**DATA FOR PROCESSING**.
PR #631, opened 2019-06-06
pump: Add config to set cap buf of kv_chan

july2993:
let user to set 
* the kv channel capacity to buffer  more binlog meta
* output binlog meta information if pump take a long time to write binlog

add configuration items for pump storage under [storage] configuration

``` 
# the channel to buffer binlog meta, pump will block write binlog request if the channel is full
# kv_chan_cap = 4194304
#
# if pump takes a long time to write binlog, pump will display the binlog meta information
# slow_write_threshold = 2
```

### Check List 

Tests 

### DIFF
--- a/cmd/pump/pump.toml
+++ b/cmd/pump/pump.toml
@@ -31,6 +31,7 @@ pd-urls = "http://127.0.0.1:2379"
 # Set to `true` (default) for best reliability, which prevents data loss when there is a power failure.
 # sync-log = true
 #
+# kv_chan_cap = 0
 # we suggest using the default config of the embedded LSM DB now, do not change it useless you know what you are doing
 # [storage.kv]
 # block-cache-capacity = 8388608
--- a/cmd/pump/pump.toml
+++ b/cmd/pump/pump.toml
@@ -35,6 +35,7 @@ pd-urls = "http://127.0.0.1:2379"
 # kv_chan_cap = 4194304
 #
 # if pump takes a long time to write binlog, pump will display the binlog meta information
+# now the unit is `Second`
 # slow_write_duration = 2
 #
 # we suggest using the default config of the embedded LSM DB now, do not change it useless you know what you are doing
--- a/cmd/pump/pump.toml
+++ b/cmd/pump/pump.toml
@@ -31,13 +31,6 @@ pd-urls = "http://127.0.0.1:2379"
 # Set to `true` (default) for best reliability, which prevents data loss when there is a power failure.
 # sync-log = true
 #
-# the channel to buffer binlog meta, pump will block write binlog request if the channel is full
-# kv_chan_cap = 4194304
-#
-# if pump takes a long time to write binlog, pump will display the binlog meta information
-# now the unit is `Second`
-# slow_write_duration = 2
-#
 # we suggest using the default config of the embedded LSM DB now, do not change it useless you know what you are doing
 # [storage.kv]
 # block-cache-capacity = 8388608
--- a/cmd/pump/pump.toml
+++ b/cmd/pump/pump.toml
@@ -31,7 +31,12 @@ pd-urls = "http://127.0.0.1:2379"
 # Set to `true` (default) for best reliability, which prevents data loss when there is a power failure.
 # sync-log = true
 #
-# kv_chan_cap = 0
+# the channel to buffer binlog meta, pump will block write binlog request if the channel is full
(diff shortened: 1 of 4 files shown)


GregoryIan:
LGTM

cmd/pump/pump.toml
```diff
@@ -31,6 +31,7 @@ pd-urls = "http://127.0.0.1:2379"
 # Set to `true` (default) for best reliability, which prevents data loss when there is a power failure.
 # sync-log = true
 #
+# kv_chan_cap = 0
```
WangXiangUSTC: how about set a default value

WangXiangUSTC:
rest LGTM

cmd/pump/pump.toml
WangXiangUSTC: and need add a comment

pump/storage/storage.go
```diff
@@ -611,10 +612,15 @@ func (a *Append) writeBinlog(binlog *pb.Binlog) *request {
...
 	defer func() {
-		writeBinlogTimeHistogram.WithLabelValues("single").Observe(time.Since(beginTime).Seconds())
+		duration := time.Since(beginTime).Seconds()
+		writeBinlogTimeHistogram.WithLabelValues("single").Observe(duration)
 		if request.err != nil {
 			errorCount.WithLabelValues("write_binlog").Add(1.0)
 		}
+
+		if duration > a.options.SlowWriteDuration {
+			log.Warn("take a long time to write binlog", zap.Stringer("binlog type", binlog.Tp), zap.Int64("commit TS", binlog.StartTs), zap.Int64("start TS", binlog.CommitTs), zap.Int("length", len(binlog.PrewriteValue)))
```
july2993: switch  name `zap.Int64("commit TS", binlog.StartTs), zap.Int64("start TS", binlog.CommitTs)`

cmd/pump/pump.toml
```diff
@@ -31,6 +31,12 @@ pd-urls = "http://127.0.0.1:2379"
 # Set to `true` (default) for best reliability, which prevents data loss when there is a power failure.
 # sync-log = true
 #
+# the channel to buffer binlog meta, pump will block write binlog request if the channel is full
+# kv_chan_cap = 4194304
+#
+# if pump takes a long time to write binlog, pump will display the binlog meta information
+# slow_write_duration = 2
```
july2993: better use a name **second, if you expect it as second

GregoryIan: I add a comment and don't change name, because I do't want to change the name if we change the definition of precision

cmd/pump/pump.toml
GregoryIan: added

pump/storage/storage.go
```diff
@@ -40,7 +40,10 @@ import (
 
 const (
 	maxTxnTimeoutSecond int64 = 600
-	chanSize                  = 1 << 20
+	// the channel to buffer binlog meta, pump will block write binlog request if the channel is full
+	chanSize = 1 << 20
+	// if pump takes a long time to write binlog, pump will display the binlog meta information (unit: Second)
+	slowWriteDuration = 1.0
```
suzaku: Threshold would be clearer, for example, a similar concept is MySQL's query time threshold.

pump/storage/storage.go
```diff
@@ -135,7 +138,7 @@ func NewAppendWithResolver(dir string, options *Options, tiStore kv.Storage, tiL
 		return nil, errors.Trace(err)
 	}
 
-	writeCh := make(chan *request, chanSize)
+	writeCh := make(chan *request, options.KVChanCap)
```
suzaku: It seems like this is the input channel for `writeValueLog`, but the name `KVChanCap` suggests that it's for the output channel which is the input channel for `writeKV`.

pump/storage/storage.go
GregoryIan: It's for debug, I really don't want to make it complicate. 😢

pump/storage/storage.go
GregoryIan: lol

suzaku:
LGTM

cmd/pump/pump.toml
july2993: if you change the definition, then it's not compatible with the old version, you should not use the same name of config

**DIRECTIONS**. Exactly how many lines of the listing above hold the word "CommitTs"? Give the number alone.

**FINISHED TASK**. 2